══ Given records
Issue #803, opened 2023-10-08
[ENH] Refactor EAgglo as a segmentation algorithm


TonyBagnall:
### Describe the feature or idea you want to propose

class EAgglo is in the annotation package and extends BaseTransformer. Its description is

"E-Agglo: agglomerative clustering algorithm"

and transform returns

        cluster
            numeric representation of cluster membership for each row of X.

so to me it looks like it should be in the clustering module, possibly in sub package for agglomerative. Any thoughts? @KatieBuc @patrickzib?

### Describe your proposed solution

refactor as a clusterer rather than transformer, move to clustering module

TonyBagnall:
looked at the paper and it is in fact a segmentation algorithm that uses clustering and it will go in the segmentation package

TonyBagnall:
can close this, its now in the segmentation module and deprecated in annotation

```python
class EAggloSegmenter(BaseSegmenter):
```

Issue #722, opened 2023-09-05
[MNT] Split the annotation module into different packages


hadifawaz1999:
### Describe the issue

The `annotation` module is currently a mix of different tasks including anomaly detection, segmentation, motif discovery, etc.

After a discussion on 05/09/23, attending developers thought it would be better to split this module up into different packages, i.e. `anomaly_detection`, `segmentation`.

This issue is here for further discussion on the topic, feel free to give your thoughts.

### Suggest a potential alternative/fix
════
The records above should be repeated exactly. Print them all.

Issue #803, opened 2023-10-08
[ENH] Refactor EAgglo as a segmentation algorithm


TonyBagnall:
### Describe the feature or idea you want to propose

class EAgglo is in the annotation package and extends BaseTransformer. Its description is

"E-Agglo: agglomerative clustering algorithm"

and transform returns

        cluster
            numeric representation of cluster membership for each row of X.

so to me it looks like it should be in the clustering module, possibly in sub package for agglomerative. Any thoughts? @KatieBuc @patrickzib?

### Describe your proposed solution

refactor as a clusterer rather than transformer, move to clustering module

TonyBagnall:
looked at the paper and it is in fact a segmentation algorithm that uses clustering and it will go in the segmentation package

TonyBagnall:
can close this, its now in the segmentation module and deprecated in annotation

```python
class EAggloSegmenter(BaseSegmenter):
```

Issue #722, opened 2023-09-05
[MNT] Split the annotation module into different packages


hadifawaz1999:
### Describe the issue

The `annotation` module is currently a mix of different tasks including anomaly detection, segmentation, motif discovery, etc.

After a discussion on 05/09/23, attending developers thought it would be better to split this module up into different packages, i.e. `anomaly_detection`, `segmentation`.

This issue is here for further discussion on the topic, feel free to give your thoughts.

### Suggest a potential alternative/fix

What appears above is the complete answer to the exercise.